### [AIM OF THE EXERCISE]
Please repeat each entry. Match every word exactly.

### [ENTRIES PROVIDED]
PR #823, opened 2017-10-05
Add recipe for saltswap v0.5.1

bas-rustenburg:
This PR adds a conda recipe for the saltswap package by @gregoryross.

### DIFF
--- a/saltswap/bld.bat
+++ b/saltswap/bld.bat
@@ -1,0 +1,2 @@
+%PYTHON% setup.py install
+if errorlevel 1 exit 1
--- a/saltswap/build.sh
+++ b/saltswap/build.sh
@@ -1,0 +1,4 @@
+#!/bin/bash
+
+$PYTHON setup.py clean
+$PYTHON setup.py install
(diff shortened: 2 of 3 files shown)


bas-rustenburg:
Looks like for the time being, saltswap isn't windows compatible.

Lnaden:
Not quite, OpenMM is missing for Python 2.7 windows ( i think there was an issue for this), and is simply not built on 32 bit arch for windows. It does build for Py3k and 64bit.

bas-rustenburg:
Ah, good call. Do you know the syntax/have an example to restrict the builds to 64bit/py3?

Lnaden:
Half-ly?

```
build:
    skip: True # [py2k]
```
will skip the python 2 builds, but I'm not sure about the architecture, it may be something like:

```
build:
    skip: True # [(py2k and win) or win32]
```
Unfortunately, the conda docs are real light on valid skip strings, the best I could find for this is here:
https://conda.io/docs/user-guide/tasks/build-packages/define-metadata.html#preprocessing-selectors

but I also found some other things here which may help, but is not quite what you need.
https://github.com/conda/conda-build/pull/1753

PR #827, opened 2017-10-12
Fix bug in saltswap meta.yaml

bas-rustenburg:
Accidentally left out closing ] has been added.


bas-rustenburg:
Looks to be building again. Merging.

PR #832, opened 2017-11-23
Update openforcefield for 0.0.3

davidlmobley:
Current version doesn't behave with modern networkx because we haven't done a new point release in months; I just created a new point release and this updates the recipe accordingly.

The repo has also moved.

### DIFF
--- a/openforcefield/meta.yaml
+++ b/openforcefield/meta.yaml
@@ -1,10 +1,10 @@
 package:
   name: openforcefield
-  version: 0.0.2
+  version: 0.0.3
 
 source:
-    git_url: https://github.com/open-forcefield-group/openforcefield.git
-    git_tag: 0.0.2
+    git_url: https://github.com/openforcefield/openforcefield.git
+    git_tag: 0.0.3
 
 build:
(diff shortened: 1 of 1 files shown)


davidlmobley:
@jchodera please review...

openforcefield/meta.yaml
```diff
@@ -20,7 +20,7 @@ requirements:
   run:
     - python
     - numpy
-    - networkx ==1.11
+    - networkx
```
jchodera: @davidlmobley : Can this release use *both* old and new `networkx` APIs, or can it only use the new `networkx` API?

davidlmobley:
Tests pass; anyone want to merge @Lnaden @jchodera ?

openforcefield/meta.yaml
davidlmobley: In principle it can use both, but we've had some issues with older versions still, so we should probably ask for version 2 and higher; that'd be `networkx >= 2`?

jchodera:
Thanks for the fix!

PR #833, opened 2017-11-27
Bump OpenMMTools to 0.13.4

Lnaden:


jchodera:
We're just running into travis timeouts with `osx`, so merging.

@lnaden: Do you have merge rights here?

Lnaden:
Yes, I do, I got sidetracked today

### [RESPONSE BOX]
PR #823, opened 2017-10-05
Add recipe for saltswap v0.5.1

bas-rustenburg:
This PR adds a conda recipe for the saltswap package by @gregoryross.

### DIFF
--- a/saltswap/bld.bat
+++ b/saltswap/bld.bat
@@ -1,0 +1,2 @@
+%PYTHON% setup.py install
+if errorlevel 1 exit 1
--- a/saltswap/build.sh
+++ b/saltswap/build.sh
@@ -1,0 +1,4 @@
+#!/bin/bash
+
+$PYTHON setup.py clean
+$PYTHON setup.py install
(diff shortened: 2 of 3 files shown)


bas-rustenburg:
Looks like for the time being, saltswap isn't windows compatible.

Lnaden:
Not quite, OpenMM is missing for Python 2.7 windows ( i think there was an issue for this), and is simply not built on 32 bit arch for windows. It does build for Py3k and 64bit.

bas-rustenburg:
Ah, good call. Do you know the syntax/have an example to restrict the builds to 64bit/py3?

Lnaden:
Half-ly?

```
build:
    skip: True # [py2k]
```
will skip the python 2 builds, but I'm not sure about the architecture, it may be something like:

```
build:
    skip: True # [(py2k and win) or win32]
```
Unfortunately, the conda docs are real light on valid skip strings, the best I could find for this is here:
https://conda.io/docs/user-guide/tasks/build-packages/define-metadata.html#preprocessing-selectors

but I also found some other things here which may help, but is not quite what you need.
https://github.com/conda/conda-build/pull/1753

PR #827, opened 2017-10-12
Fix bug in saltswap meta.yaml

bas-rustenburg:
Accidentally left out closing ] has been added.


bas-rustenburg:
Looks to be building again. Merging.

PR #832, opened 2017-11-23
Update openforcefield for 0.0.3

davidlmobley:
Current version doesn't behave with modern networkx because we haven't done a new point release in months; I just created a new point release and this updates the recipe accordingly.

The repo has also moved.

### DIFF
--- a/openforcefield/meta.yaml
+++ b/openforcefield/meta.yaml
@@ -1,10 +1,10 @@
 package:
   name: openforcefield
-  version: 0.0.2
+  version: 0.0.3
 
 source:
-    git_url: https://github.com/open-forcefield-group/openforcefield.git
-    git_tag: 0.0.2
+    git_url: https://github.com/openforcefield/openforcefield.git
+    git_tag: 0.0.3
 
 build:
(diff shortened: 1 of 1 files shown)


davidlmobley:
@jchodera please review...

openforcefield/meta.yaml
```diff
@@ -20,7 +20,7 @@ requirements:
   run:
     - python
     - numpy
-    - networkx ==1.11
+    - networkx
```
jchodera: @davidlmobley : Can this release use *both* old and new `networkx` APIs, or can it only use the new `networkx` API?

davidlmobley:
Tests pass; anyone want to merge @Lnaden @jchodera ?

openforcefield/meta.yaml
davidlmobley: In principle it can use both, but we've had some issues with older versions still, so we should probably ask for version 2 and higher; that'd be `networkx >= 2`?

jchodera:
Thanks for the fix!

PR #833, opened 2017-11-27
Bump OpenMMTools to 0.13.4

Lnaden:


jchodera:
We're just running into travis timeouts with `osx`, so merging.

@lnaden: Do you have merge rights here?

Lnaden:
Yes, I do, I got sidetracked today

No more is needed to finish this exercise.